One big thing I’ve noticed while watching all this Japanese animation lately is how frequently they’ll cut away from a person who’s speaking. You’ll hear their voice continue over a close-up of some other part of the scene or an over-the-shoulder shot of the person they’re talking to. And part of this is possibly attributable to budget; lipsync is a lot of work and that costs money. But it also feels like it gives a very different feel to the storytelling, one that lets its attention wander around the characters and take in the world they live in instead of focusing tightly on the characters.

It’s akin to what McCloud describes as an “aspect-to-aspect” panel transition in comics, where a series of panels examines facets of a moment without very much “happening” in terms of plot. And it’s probably worth noting that this was something you almost never saw in American comics until the generation who grew up loving imported manga started making comics.

But I don’t think I’ve seen this in American cartoons made by people who grew up on a ton of anime. And as I look at what it can do for the mood of a show, and its world, I begin to feel like American cartoons have an unhealthy obsession with watching people talk.

This is probably another consequence of the Disney “Illusion of Life” tradition, where you make your character designs as simple as possible so that you can focus on animating the shit out of them as much as possible. Act with your pencil, really get into the particular way this character takes off their glasses and cleans them as we watch them gather their thoughts to respond to something another character just said. Or watch a completely voiceless character have thoughts crawl across their expression. This is what happens in the Great Early Masterworks that American animators are exposed to during their education, and it’s something that they can’t seem to stop trying to do, even when they don’t have anywhere near the budget to animate their simple designs like they want to – when’s the last time you saw the Simpsons cut to something else while a character spoke? When’s the last time you saw this in a Western animated feature? You get voiceovers now and then, but it’s usually in the form of someone narrating a flashback. I can’t think of any examples of the camera wandering around the scene in the middle of a conversation.

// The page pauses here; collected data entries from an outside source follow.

PR #927, opened 2020-01-13
Runtime FORMAT scanning

klausler:
To be driven by each data item in the io-list of a formatted I/O statement.

This new code locates the next data edit descriptor to be processed from a FORMAT string.  It maintains the state necessary to implement repeated data edit descriptors and repeated parenthesized lists of FORMAT edit descriptors.  It avoids error checking that the common FORMAT string validator performs.  As it seeks the next data edit descriptor, it recognizes and handles control edit descriptors by adjusting mutable modes (e.g. rounding) and invoking callbacks.

Still rough; I'm looking for comments on the approach more than on the implementation.

### DIFF
--- a/runtime/format.cc
+++ b/runtime/format.cc
@@ -1,0 +1,365 @@
+//===-- runtime/format.cc ---------------------------------------*- C++ -*-===//
+//
+// Part of the LLVM Project, under the Apache License v2.0 with LLVM Exceptions.
+// See https://llvm.org/LICENSE.txt for license information.
+// SPDX-License-Identifier: Apache-2.0 WITH LLVM-exception
+//
+//===----------------------------------------------------------------------===//
+
+#include "format.h"
+#include "../lib/common/format.h"
+#include "../lib/decimal/decimal.h"
+#include <limits>
+
+namespace Fortran::runtime {
+
+template<typename CHAR>
+FormatControl<CHAR>::FormatControl(FormatContext &context, const CHAR *format,
+    std::size_t formatLength, const MutableModes &modes, int maxHeight)
+  : context_{context}, modes_{modes}, maxHeight_{static_cast<std::uint8_t>(
+                                          maxHeight)},
+    format_{format}, formatLength_{static_cast<int>(formatLength)} {
+  // The additional two items are for the whole string and a
+  // repeated non-parenthesized edit descriptor.
+  if (maxHeight > std::numeric_limits<std::int8_t>::max()) {
+    context_.terminator.Crash(
+        "internal Fortran runtime error: maxHeight %d", maxHeight);
+  }
+  stack_[0].start = offset_;
+  stack_[0].remaining = Iteration::unlimited;  // 13.4(8)
+}
+
+template<typename CHAR>
+int FormatControl<CHAR>::GetMaxParenthesisNesting(
+    Terminator &terminator, const CHAR *format, std::size_t formatLength) {
+  using Validator = common::FormatValidator<CHAR>;
+  typename Validator::Reporter reporter{
+      [&](const common::FormatMessage &message) {
+        terminator.Crash(message.text, message.arg);
+        return false;  // crashes on error above
+      }};
+  Validator validator{format, formatLength, reporter};
+  validator.Check();
+  return validator.maxNesting();
+}
+
+static void HandleCharacterLiteral(
+    FormatContext &context, const char *str, std::size_t chars) {
+  if (context.handleCharacterLiteral1) {
+    context.handleCharacterLiteral1(str, chars);
+  }
+}
+
+static void HandleCharacterLiteral(
+    FormatContext &context, const char16_t *str, std::size_t chars) {
+  if (context.handleCharacterLiteral2) {
+    context.handleCharacterLiteral2(str, chars);
+  }
+}
+
+static void HandleCharacterLiteral(
+    FormatContext &context, const char32_t *str, std::size_t chars) {
+  if (context.handleCharacterLiteral4) {
+    context.handleCharacterLiteral4(str, chars);
+  }
+}
+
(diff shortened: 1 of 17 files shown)


runtime/format.cc
```diff
@@ -0,0 +1,330 @@
...
+//===----------------------------------------------------------------------===//
+
+#include "format.h"
+#include "../lib/common/format.h"
+#include "../lib/decimal/decimal.h"
+#include <limits>
+
+namespace Fortran::runtime {
+
+FormatControl::FormatControl(Context &context, const char *format,
```
vdonaldson: Do some of these functions need to be templatized to handle char(2) and char(4) cases?  If yes, I suppose that could come later.

runtime/format.cc
```diff
@@ -0,0 +1,330 @@
...
+
+void FormatControl::SkipBlanks() {
+  while (offset_ < formatLength_ && format_[offset_] == ' ') {
+    ++offset_;
+  }
+}
+
+char FormatControl::GetNextChar() {
+  if (offset_ >= formatLength_) {
+    context_.terminator.Crash("FORMAT missing at least one ')'");
```
vdonaldson: Might this message look strange if it ever gets generated?  (Or is that the expectation, that it's a fallback that should probably never be generated?)

runtime/format.h
```diff
@@ -0,0 +1,108 @@
...
+private:
+  static constexpr std::uint8_t maxMaxHeight{100};
+
+  struct Iteration {
+    static constexpr int unlimited{-1};
+    int start{0};  // offset in format_ of '(' or a repeated edit descriptor
+    int remaining{0};  // while >0, decrement and iterate
+  };
+
+  char PeekNext() { return offset_ < formatLength_ ? format_[offset_] : '\0'; }
```
vdonaldson: Does PeekNext need to account for intervening white space?

runtime/format.cc
klausler: It's what will come out if format control crashes out of the end of the string, which it should do only if there's an insufficiency of `)` characters to close out the format and any nested parenthesized groups.

runtime/format.h
klausler: No, that's a responsibility of its callers.

runtime/format.cc
klausler: I should do it now to ensure that it can be done.

runtime/format.h
vdonaldson: Does the call in GetIntField do that?  At least a couple of cases have SkipBlanks predecessors that wouldn't be needed if PeekNext were able to skip.  (Assuming that's not problematic.)

runtime/format.h
```diff
@@ -0,0 +1,108 @@
...
+};
+
+// A single edit descriptor extracted from a FORMAT
+struct DataEdit {
+  char descriptor;  // capitalized: one of A, I, B, O, Z, F, E(N/S/X), D, G
+  char variation{'\0'};  // N, S, or X for EN, ES, EX
+  int width;  // the 'w' field
+  std::optional<int> digits;  // the 'm' or 'd' field
+  std::optional<int> expoDigits;  // 'Ee' field
+  MutableModes modes;
```
jeanPerier: While I agree keeping `MutableModes` inside `DataEdit`  makes passing data structure easier, I think it gives a "live" aspect to `DataEdit` that would make storing `DataEdit` in an attempt to prepocess formats weird. I would keep them separate.
That being said, I think storing `DataEdit` does not really make sens with the current approach because bigger changes would be needed to expose the iterations to the user, so that may just be fine to keep it there if you think it is better.

runtime/format.h
klausler: No, it doesn't.  Do you think that it should?  I should either completely ignore white space outside character literals and Hollerith, or just allow for it between descriptors and punctuation.  Not sure what the best policy would be.

runtime/format.h
klausler: These modes are the ones that can be changed within a FORMAT string, so either each data edit descriptor has to hold a copy of the current modes, or the FORMAT processor will have to interact with the context to ensure that the context always has the right modes.  Since the representation is small, associating the modes with the data edit descriptor makes the most sense to me.

klausler:
> ```
> SUBROUTINE process(stream, array, n)
>   CHARACTER(len=n) :: stream
>   CHARACTER(len=5) :: array(n/5)
>   READ(UNIT=stream, FMT='(*(A5))') array
> END SUBROUTINE
> ```
> 
> The most optimal handling of this example statement would probably be a single memcpy between stream and array, but with the proposed `FormatControl` (as I understand it), `GetNext` would have to be called `n/5` times.

That's right.

> I agree with starting with a "simple" utility as you did, but do you think it will be possible to extend your design to optimize this later or do you think it will never be a goal to do so ?

Special cases could be checked for, as in your example.  And maybe the API to the FORMAT control should be extended with a "repeat count", so if the caller needs 5 data edits for an array in the I/O list, FORMAT control could return a data edit descriptor with a repeat count and save some calls.

runtime/format.h
vdonaldson: Since 1 2  34 5  is just as valid as 12345, even if numeric values aren't likely to appear that way very often, that does need to be accepted.  In that case, the code needs to either make sure all PeekNext calls have an associated SkipBlanks predecessor or some other way to skip blanks.  It may be more robust to have PeekNext do that itself, but of course that isn't required.  Another option would be for FormatValidator  to squeeze blanks (could even be done in situ), but that would complicate error message generation.  My suggestion is to pick a simple, but correct solution.  I was under the impression that we weren't too concerned about repeated format scanning, even for the case Jean noticed.  For that case, a star repetition count could be represented by an appropriate MAXINT.

klausler: Sounds good to me, will do.  Thanks!

runtime/format.cc
klausler: Done!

(I probably mean “Western animators” when I say “American animators”; it feels like a lot of the European stuff I’ve seen is just as prone to keeping the camera on the speaker as American stuff.)

Anyway. Yet another thing I may try to deliberately break out of if anyone is ever stupid enough to pay me to direct a cartoon, or I’m crazy enough to try and do one on my own.

(I should also probably watch Wes Anderson’s adaptation of Dahl’s “Fantastic Mr Fox” again and think about the many ways that struck me as coming from well outside the tradition of “what an animated feature Should Be”. Because that, too, was definitely not put together the same way a feature designed by people weaned on Disney features is constructed. Arguably it’s just put together like every other damn Wes Anderson film, and it happens to star a bunch of stop-motion puppets instead of people. But still.)